WORK TO COMPLETE — Bring together copies of the lines in the data below that contain the word "fully".

(Collected data entries)
PR #651, opened 2025-06-17
Renderers py

daog1:
This package provides Python client renderers for Codama IDLs.
It is fully operational and compatible with the majority of Codama node types. Test cases align with those in renderers-js.
Sample demonstrations of generated effects are available at https://github.com/daog1/PyGenIDL001.


lorisleiva (changes requested):
Sorry for the late review. This is looking promising. I've made a few high-level comments. I've not done any python for a while and never used the python SDKs for Solana, so I'd love for someone experiences with that world to give a deep review (@sonicfromnewyoke perhaps that's you?).

My overall feeling right now is that this is probably good enough but does not support the full type system that Codama describe. I can see this with the `extension` file that tries to patch specific use-cases. If that's the case, it's probably still okay to ship. The Rust renderer itself doesn't fully support the Codama type system because of the lack of a codec-like library (as Kit offers).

RESULT BELOW —
It is fully operational and compatible with the majority of Codama node types. Test cases align with those in renderers-js.
My overall feeling right now is that this is probably good enough but does not support the full type system that Codama describe. I can see this with the `extension` file that tries to patch specific use-cases. If that's the case, it's probably still okay to ship. The Rust renderer itself doesn't fully support the Codama type system because of the lack of a codec-like library (as Kit offers).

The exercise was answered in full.